Edit: Of course there are some exceptions like apple maps

------
jammygit
“we all found out that our local search boxes are somehow dependent on some
service working at Microsoft.” She attacked the company for a lack of
transparency and gave it a maximum ‘Pinocchio score’ for a lack of trust.

I miss Ubuntu (minus their amazon scandal...)

------
jmc5788
Classic Shell has continued to make Windows 8/10 far more functional, IMO. The
start menu wasn’t broken, and simple is good if you ask me.
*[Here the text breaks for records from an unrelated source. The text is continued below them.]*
PR #1432, opened 2025-12-19
Inline pass fix

haved:
Fixes the inlining pass in the following ways:
 - inlining is not performed if the callee has
   - Varargs
   - Calls to `setjmp`
   - Calls to `alloca` with runtime known sizes
   - Calls to `alloca` that are not on the top level

When inlining is performed, it performs the following extra steps:
 - Matches up `CallEntryMerge`/`LambdaEntrySplit` and `LambdaExitMerge`/`CallExitSplit` to route memory states directly, or completely around the function body if the memory state id is not used inside the callee.
 - All alloca operations in the callee are hoised to the top level of the caller

In order to do tracing correctly even in the case of functions in phi nodes, I had to add an additional configuration option to the `OutputTracer` that controls if tracing is allowed to enter into phi nodes. We often want to go into phi nodes to find the actual lambda we are referring to, but this risks tracing descending into sibling regions, and not just going up through the region hierarchy.

Adds tests of the alloca handling in inlining.

### DIFF
--- a/scripts/run-llvm-test-suite.sh
+++ b/scripts/run-llvm-test-suite.sh
@@ -3,7 +3,7 @@ set -eu
 
 # URL to the benchmark git repository and the commit to be used
 GIT_REPOSITORY=https://github.com/phate/llvm-test-suite.git
-GIT_COMMIT=f34f7d42a4759b8338afa11419ee6987b2e7dfee
+GIT_COMMIT=15a95578d37837bb121b7443b6bfd2d5e45a78f7
 
 # Get the absolute path to this script and set default JLM paths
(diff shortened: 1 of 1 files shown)


sjalander:
@haved 
Ideally, this one should include an updated version of the llvm-test-suite with the inline transformation enabled for the CI.

phate:
> @haved 
> Ideally, this one should include an updated version of the llvm-test-suite with the inline transformation enabled for the CI.

That might not work as we have not tested it with all of love test suite. The problems arose only from a test with the single source test. Let's not for now.

PR #1451, opened 2025-12-25
Replace types for testing

phate:
This PR does the following:
1. Implements a configurable TestType in the jlm::rvsdg namespace
2. Replaces all uses of jlm::tests::ValueType and jlm::tests::StateType with the new jlm::rvsdg::TestType
3. Removes test-types.hpp and test-types.cpp, which contained the jlm::tests::ValueType and jlm::tests::StateType

The goal is to get the libjlmtests library completely dissolved as it is in the way to convert all unit tests to google tests. It contains a main() definition, which does not go well with google tests.

### DIFF
--- a/jlm/llvm/opt/ScalarEvolution.cpp
+++ b/jlm/llvm/opt/ScalarEvolution.cpp
@@ -127,7 +127,8 @@ public:
 };
 
 ScalarEvolution::ScalarEvolution()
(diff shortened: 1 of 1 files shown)


haved (approved):
Looks good, but clang format is not happy @phate

haved (dismissed):

PR #676, opened 2018-12-05
Don't add email to extra arguments

iamanikeev:
Email could be a username field. If this is the case, we shouldn't add it into kwargs, because that would cause the same argument to be passed twice. I didn't create test case for that because this would require setting up custom user model and injecting it into a test case. Maybe there is an easier way I didn't see?

### DIFF
--- a/pytest_django/fixtures.py
+++ b/pytest_django/fixtures.py
@@ -252,15 +252,17 @@ def admin_user(db, django_user_model, django_username_field):
     """
     UserModel = django_user_model
     username_field = django_username_field
+    username = "admin@example.com" if username_field == "email" else "admin"
 
     try:
-        user = UserModel._default_manager.get(**{username_field: "admin"})
+
+        user = UserModel._default_manager.get(**{username_field: username})
     except UserModel.DoesNotExist:
         extra_fields = {}
         if username_field not in ("username", "email"):
             extra_fields[username_field] = "admin"
         user = UserModel._default_manager.create_superuser(
-            "admin", "admin@example.com", "password", **extra_fields
+            username, "admin@example.com", "password", **extra_fields
         )
     return user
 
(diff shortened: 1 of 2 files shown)


blueyed:
Thanks for your PR!

As you might have expected, we need a test for this.. :)

Check out `tests/test_fixtures.py::test_custom_user_model`, which fails if you comment/remove the existing code that you're changing:
```
        if username_field != "username":
            extra_fields[username_field] = "admin"
```

I think you should either parametrize that test, or adjust it to handle both cases.

iamanikeev:
> Thanks for your PR!
> 
> As you might have expected, we need a test for this.. :)
> 
> Check out `tests/test_fixtures.py::test_custom_user_model`, which fails if you comment/remove the existing code that you're changing:
> 
> ```
>         if username_field != "username":
>             extra_fields[username_field] = "admin"
> ```
> I think you should either parametrize that test, or adjust it to handle both cases.

Oh, I didn't notice that, thanks! And also, wow! It fakes the entire Django app, didn't see such technique before :) Fixture updated and test case added.

pytest_django/fixtures.py
```diff
@@ -252,15 +252,17 @@ def admin_user(db, django_user_model, django_username_field):
     """
     UserModel = django_user_model
     username_field = django_username_field
+    username = "admin@example.com" if username_field == "email" else "admin"
 
     try:
-        user = UserModel._default_manager.get(**{username_field: "admin"})
+
```
blueyed: That extra newline should be removed.

blueyed:
Yes, sometimes/often it just helps to remove some code that you're about to change and see what tests are failing.

pytest_django/fixtures.py
iamanikeev: done.

PR #677, opened 2018-12-10
Use request.config instead of pytest.config

blueyed:
Will be deprecated in pytest 4.1.
Ref: https://github.com/pytest-dev/pytest/commit/b88c3f8f828

### DIFF
--- a/pytest_django/fixtures.py
+++ b/pytest_django/fixtures.py
@@ -103,14 +103,14 @@ def django_db_setup(
 
     with django_db_blocker.unblock():
         db_cfg = setup_databases(
-            verbosity=pytest.config.option.verbose,
+            verbosity=request.config.option.verbose,
             interactive=False,
             **setup_databases_args
         )
 
     def teardown_database():
         with django_db_blocker.unblock():
-            teardown_databases(db_cfg, verbosity=pytest.config.option.verbose)
+            teardown_databases(db_cfg, verbosity=request.config.option.verbose)
 
     if not django_db_keepdb:
         request.addfinalizer(teardown_database)


ransford:
Does this merit a pytest-django version bump?

I just added `--disable-pytest-warnings` to a project because the combination of pytest 4.1.0 + pytest-django 3.4.4 was making my tests fail like this:
```
_____________________ ERROR at setup of test_my_thing _____________________
E   _pytest.warning_types.PytestDeprecationWarning: the `pytest.config` global is deprecated.  Please use `request.config` or `pytest_configure` (if you're a pytest plugin) instead.
```
A traceback led a mention of `pytest.config` in `pytest_django/fixtures.py`.

pjdelport:
> Does this merit a pytest-django version bump?

Yes please! 🙏

blueyed:
> PytestDeprecationWarning

Why is this an error?
Are you using `--strict` or something like that?
It should only show up in "warnings summary" normally.

While a new release makes sense I'd like to understand what happens here.

nicoddemus:
Probably they have setup the warnings filter to `error`.

blueyed:
@ransford @pjdelport 
?

ransford:
Yes, sorry I forgot to mention that. I had `error` in the `filterwarnings` stanza of `pytest.ini` (on purpose).

blueyed:
Thanks for the feedback, tagged a new release.  Will take a short while until it appears on PyPI.
https://travis-ci.org/pytest-dev/pytest-django/builds/476522277

ransford:
Thanks @blueyed (for the new release and your work on this project)!

PR #679, opened 2018-12-17
Fix DB renaming fixture for Multi-DB environment

adamantike:
For Django configurations using multiple databases, there's a subtle bug
that doesn't rename databases, if there's an SQLite one that triggers
the `return` statement in the existing feature.

As the return value doesn't seem to be used, we can just move to the
next iteration in the `for`-loop, and evaluate the following DB.

A test was added to consider this scenario.

### DIFF
--- a/tests/test_db_setup.py
+++ b/tests/test_db_setup.py
@@ -215,6 +215,50 @@ class TestSqliteWithXdist:
         result.stdout.fnmatch_lines(["*PASSED*test_a*"])
 
 
+class TestSqliteWithMultipleDbsAndXdist:
+
+    db_settings = {
+        "default": {
+            "ENGINE": "django.db.backends.sqlite3",
+            "NAME": "/tmp/should-not-be-used",
+        },
+        "db2": {
+            "ENGINE": "django.db.backends.sqlite3",
+            "NAME": "db_name",
+            "TEST": {"NAME": "test_custom_db_name"},
+        }
+    }
+
+    def test_sqlite_database_renamed(self, django_testdir):
+        pytest.importorskip("xdist")
+
+        django_testdir.create_test_module(
+            """
+            import pytest
+            from django.db import connections
+
+            @pytest.mark.django_db
+            def test_a():
+                (conn_db2, conn_default) = sorted(
+                    connections.all(),
+                    key=lambda conn: conn.alias,
+                )
+
+                assert conn_default.vendor == 'sqlite'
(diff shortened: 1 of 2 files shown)


adamantike:
Ping @pelme because of #362.

tests/test_db_setup.py
```diff
@@ -213,6 +213,49 @@ def test_a():
...
+            """
+            import pytest
+            from django.db import connections
+
+            @pytest.mark.django_db
+            def test_a():
+                (conn1, conn2) = connections.all()
+
+                if conn1.alias == 'db2':
+                    conn1, conn2 = conn2, conn1
```
blueyed: Is this switching done for predictable order?

tests/test_db_setup.py
```diff
@@ -213,6 +213,49 @@ def test_a():
...
+
+                assert conn1.vendor == 'sqlite'
+                db_name = conn1.creation._get_test_db_name()
+                assert 'file:memorydb' in db_name or db_name == ':memory:'
```
blueyed: Why the `or` here?
I think it should be just one assertion per line.  Maybe a leftover?

tests/test_db_setup.py
adamantike: Yes, it's just for that. I can sort `connections.all()` instead to simplify the code.

tests/test_db_setup.py
adamantike: This is copy-pasted from the previous test. Let me remove it and check if CI doesn't complain 🙂

tests/test_db_setup.py
blueyed: Would be good, yes.

blueyed: Or add a comment.

adamantike:
@blueyed comments addressed! I can see Travis is only failing because `pytest-xdist` is optional now, so some environments don't recognize the `-n1` option. I can investigate what's happening, and open a different PR to address it.

adamantike:
Just discovered the `pytest.importorskip("xdist")` notation added to tests now, so it should pass now.

adamantike:
@blueyed this is ready to review!

blueyed:
Thank you, great work!

blueyed:
Will be released in 3.4.8 - waiting for CI/CD.

adamantike:
Thanks for the assistance @blueyed !

PR #680, opened 2018-12-17
Rename test databases when running parallel Tox

### LINKED ISSUE #678: Correctly support DB access in parallel Tox testing
Hi!

Recently, I have migrated some Django projects to run their tests using [Tox](https://tox.readthedocs.io/en/latest/index.html). Because of the number of tests and Tox environments, it was configured to run tests in parallel. This required a similar approach as what's currently handled by `pytest-django` when running tests with `pytest-xdist`: **Database renaming to avoid collisions**.

A simple fixture like `django_db_modify_db_settings_xdist_suffix`, to add a suffix to database names, was enough to fix database collisions, so I wonder if `pytest-django` should also handle Tox testing in these scenarios. And, now more than ever, with Tox implementing real support for [parallel execution](https://github.com/tox-dev/tox/pull/1102).

I have the time to work on this, and provide what I've implemented so far, if this request is accepted!

adamantike:
When tests are executed using Tox in parallel, modify the test database
names, to avoid name collisions between processes.

This change renames the existing
`django_db_modify_db_settings_xdist_suffix` fixture, to a generic
`django_db_modify_db_settings_parallel_suffix` one, in case more
scenarios/tools have to be considered in the future.

It also handles projects where both `pytest-xdist` and parallel `tox`
are being using, generating database names like
`test_default_py37-django21_gw0`.

This change is based on `tox` new parallel mode [0].

Resolves #678.

[0] https://github.com/tox-dev/tox/pull/1102

### DIFF
--- a/.gitignore
+++ b/.gitignore
@@ -9,6 +9,7 @@ _build
 .env
 /.coverage.*
 /.coverage
+/coverage.xml
 /htmlcov/
 .cache
 .pytest_cache/
--- a/docs/database.rst
+++ b/docs/database.rst
@@ -191,10 +191,32 @@ If you need to customize the location of your test database, this is the
 fixture you want to override.
 
 The default implementation of this fixture requests the
-:fixture:`django_db_modify_db_settings_xdist_suffix` to provide compatibility
+:fixture:`django_db_modify_db_settings_parallel_suffix` to provide compatibility
 with pytest-xdist.
 
 This fixture is by default requested from :fixture:`django_db_setup`.
+
+django_db_modify_db_settings_parallel_suffix
+""""""""""""""""""""""""""""""""""""""""""""
+
+.. fixture:: django_db_modify_db_settings_parallel_suffix
+
+Requesting this fixture will add a suffix to the database name when the tests
+are run via `pytest-xdist`, or via `tox` in parallel mode.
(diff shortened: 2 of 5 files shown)


adamantike:
@blueyed updated to avoid removing the previous fixture, and avoided code duplication between the two new fixtures.

This now depends on https://github.com/tox-dev/tox/pull/1139 being merged, for the `TOX_PARALLEL_ENV` to be present, and we can identify a parallel run.

blueyed:
https://github.com/tox-dev/tox/pull/1139 was merged for tox, so we can proceed here.
I would like to have this covered 100%.

blueyed:
Please rebase / fix coverage.

adamantike:
@blueyed, rebased and improved coverage! There's only one line without coverage at the moment, which requires the database engine not to be `django.db.backends.sqlite3` (and is also uncovered in `master`). Trying to use a different engine requires specific test classes for MySQL or Postgres in `test_db_setup.py`, something that hasn't been done yet.

Let me know how you'd like to proceed :)

adamantike:
@blueyed bump!

blueyed:
@adamantike 
Thanks!
(and sorry for the slow response)

PR #687, opened 2019-01-10
Admin user pw

sreyemnayr:
This one should pass (except for 2.7)


blueyed:
It did not.

bluetech:
I believe c0d10af86eb737f5ac4ba42b1f4361b66d3c6c18 fixes this (if I understand what the problem here is correctly). Will be in 4.1.0.

PR #697, opened 2019-02-01
install_requires: do not allow pytest 4.2.0

blueyed:
Ref: https://github.com/pytest-dev/pytest/issues/4704

### DIFF
--- a/setup.py
+++ b/setup.py
@@ -31,7 +31,7 @@ setup(
     python_requires='>=2.7, !=3.0.*, !=3.1.*, !=3.2.*, !=3.3.*',
     setup_requires=['setuptools_scm>=1.11.1'],
     install_requires=[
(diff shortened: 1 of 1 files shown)


nicoddemus:
This probably should be mentioned in the CHANGELOG right?

nicoddemus:
Hmm on second thought it would probably be nice to mention that there's an incompatibility that's being work out.

blueyed:
@nicoddemus 
Yes, it might make sense to mention that it is a known issue, and not pinned just-because.

But it should also have been pinned to `<4.2` - I've done it a bit hastly due to having no time after all, but considered it to be rather critical.

nicoddemus:
Sure thing, no worries, appreciate taking the time to do it even if you don't have it. 👍

Issue #698, opened 2019-02-01
Incompatible with pytest 4.2


blueyed:
https://github.com/pytest-dev/pytest/issues/4704#issuecomment-459693344

https://github.com/pytest-dev/pytest-django/pull/697#issuecomment-459702597 disallows pytest 4.2.0 (hoped to have it fixed there with 4.2.1, but it is likely a bug/issue in pytest-django itself)

PR #700, opened 2019-02-01
Fix/skip disabling/handling of unittest methods with pytest 4.2+

blueyed:
Fixes https://github.com/pytest-dev/pytest-django/issues/698.


blueyed:
Well, not that easy: using pytest 4.2's method will not block database access anymore, and there seems to be another failing test.
https://travis-ci.org/pytest-dev/pytest-django/jobs/487630467#L233

PR #717, opened 2019-04-13
Fix #716 -- Check if models are ready

### LINKED ISSUE #716: Site cache clear does not work
If you use `pytest-django` with `django.contrib.sites` inside your `INSTALLED_APPS` you will get, the following exception:

```
venv/lib/python3.7/site-packages/pytest_django/plugin.py:702: in _django_clear_site_cache
    from django.contrib.sites.models import Site
venv/lib/python3.7/site-packages/django/contrib/sites/models.py:78: in <module>
    class Site(models.Model):
venv/lib/python3.7/site-packages/django/db/models/base.py:103: in __new__
    app_config = apps.get_containing_app_config(module)
venv/lib/python3.7/site-packages/django/apps/registry.py:252: in get_containing_app_config
    self.check_apps_ready()
venv/lib/python3.7/site-packages/django/apps/registry.py:135: in check_apps_ready
    raise AppRegistryNotReady("Apps aren't loaded yet.")
E   django.core.exceptions.AppRegistryNotReady: Apps aren't loaded yet.
```

I could fix this, be overwriting the extension and actually checking if the models are ready:

```python
import pytest
from django.apps import apps
from pytest_django.lazy_django import django_settings_is_configured


@pytest.fixture(autouse=True, scope="function")
def _django_clear_site_cache():
    """Clears ``django.contrib.sites.models.SITE_CACHE`` to avoid
    unexpected behavior with cached site objects.
    """

    if django_settings_is_configured() and apps.models_ready:
        from django.conf import settings as dj_settings

        if "django.contrib.sites" in dj_settings.INSTALLED_APPS:
            from django.contrib.sites.models import Site

            Site.objects.clear_cache()
```

codingjoe:
You can not access the `Site` model before the models are ready.

### DIFF
--- a/pytest_django/plugin.py
+++ b/pytest_django/plugin.py
@@ -718,8 +718,9 @@ def _django_clear_site_cache():
     """Clears ``django.contrib.sites.models.SITE_CACHE`` to avoid
     unexpected behavior with cached site objects.
     """
+    from django.apps import apps
 
-    if django_settings_is_configured():
+    if django_settings_is_configured() and apps.models_ready:
         from django.conf import settings as dj_settings
 
         if "django.contrib.sites" in dj_settings.INSTALLED_APPS:


codingjoe:
Never mind, this was due to another package interfering.

PR #725, opened 2019-05-05
Add django_debug_sql ini option

blueyed:
TODO:

- [ ] doc
- [ ] use a command line option instead?

I've thought about having a fixture also, but it would require to set
"force_debug_cursor" on the connections then, and it probably not
useful; typically you want to use this for a short time only - therefore
a command line option might be better suited also (but you can use `-o
django_debug_sql = 1`).  And on the other hand, it will only show up on
failures, and is therefore maybe good to set it in general.


fopina:
I'd really like to see this baked into pytest-django!

I hadn't seen this PR, but I'm currently using it through conftest.py like [this](https://gist.github.com/fopina/6b6adf195c41a287da421dda5b73aaa6)

danihodovic:
This would indeed be very handy.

[http://www.classicshell.net/](http://www.classicshell.net/)

------
BubRoss
If you want to see an example of what file search could be like, use the
program 'everything'. I have no idea how microsoft creates something so
terrible in the first place, let one leaves it that way.

------
dekalbcountyman
Hey does this effect LTSC? Like, I read the article and looked at the comments
and Search works fine and great for me, always have

Been a macOS user since the start of my career, but I have been enjoying
Windows 10 LTSC

------
rkagerer
I've used FileLocator Pro as my Explorer CTRL+F replacement for years, and I
love it.

Fast, doesn't rely on fragile indexing, and finds stuff Microsoft always seems
to miss.

------
s_T_e_v_o
If I need to search for something outside my policy limited range, I use
explorer++. It will find it, and it will allow you to have tabs and to store
favorites.

------
asdfpoiu10
Anyone catch the IP or know the URL search phones home to? I suspect I would
not be the only one who would want to pi-hole this.

------
NicoJuicy
A good search app is called "Search Everything" :)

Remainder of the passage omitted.